▶ _Instructions for the task_: Each line of the material that mentions the word "Drillbit" is to be copied.

▶ _Data shown_:
::::::::
PR #997, opened 2017-10-17
DRILL-5882: C++ Client: [Threat Modeling] Drillbit may be spoofed by …

bitblender:
…an attacker and this may lead to data being written to the attacker's target instead of Drillbit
::::::::
▶ _Solution below_:
DRILL-5882: C++ Client: [Threat Modeling] Drillbit may be spoofed by …
…an attacker and this may lead to data being written to the attacker's target instead of Drillbit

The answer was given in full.